2. This is a simple random sample of the entire user base.

3. This is designed to combat non-response bias, but providing an incentive for responding.

Confidence Intervals

Solution to Exercise 46

More observations will make an interval more narrow. The average itself does not change the width of an interval if this is not for a sample proportion. The average only sets the center of the interval, holding constant the SD.

Hypothesis Testing

Solution to Exercise 48

The SE is \(\sqrt{\frac{.16}{64}}=\frac{0.4}{8} = 0.05\).

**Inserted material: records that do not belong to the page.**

PR #2898, opened 2024-10-22
lottie: range selector enhancement

mgrudzinska:
contains #2891 

two moving points are the effect of easing
Oct-25-2024 01-23-21

### DIFF
--- a/src/loaders/lottie/tvgLottieModel.cpp
+++ b/src/loaders/lottie/tvgLottieModel.cpp
@@ -32,7 +32,6 @@
 /************************************************************************/
 
 
-
 /************************************************************************/
 /* External Class Implementation                                        */
 /************************************************************************/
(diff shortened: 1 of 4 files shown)


mgrudzinska:
@hermet @tinyjin I'll split this pr into smaller, after we merge 2891

everything here works, but rev won't be nice with so many different changes

before:
Zrzut ekranu 2024-10-25 o 00 16 04

after (translate in text range fixed, effect of easing visible):
Zrzut ekranu 2024-10-25 o 00 16 36

sample:
[easing.json](https://github.com/user-attachments/files/17511215/easing.json)

src/loaders/lottie/tvgLottieModel.cpp
```diff
@@ -31,7 +31,33 @@
...
 
+    Point in{0.0f, 0.0f};
+    Point out{1.0f, 1.0f};
+
+    if (minEase > 0.0f) in.x = minEase * 0.01f;
+    else in.y = -minEase * 0.01f;
+    if (maxEase > 0.0f) out.x = 1.0 - maxEase * 0.01f;
+    else out.y = 1.0 + minEase * 0.01f;
+
+    interpolator->set("", in, out);
```
mgrudzinska, line 58: caching interpolator doesn't make sense, since there are too many of them. so the only idea I have now, is to introduce inside the interpolator struct another progress(value, in, out) fun, so that the samples[] values are not precalculated, since they will be used only once.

The test statistic is \(\frac{0.3-0.2}{0.05} = 2\). The P-value is about 97.5%. We fail to reject because this is a one-sided case.

This is the odd case where the test statistic falls in the “wrong” side.

The numbers are made up in this exercise, but this is based on a true story. See “A Fine is a Price” ([GR00]). The authors found that introducing a fine actually increases late pickups. This underscores that you usually need a strong theoretical reason to use a one-sided test instead of just expecting an intervention to operate one way.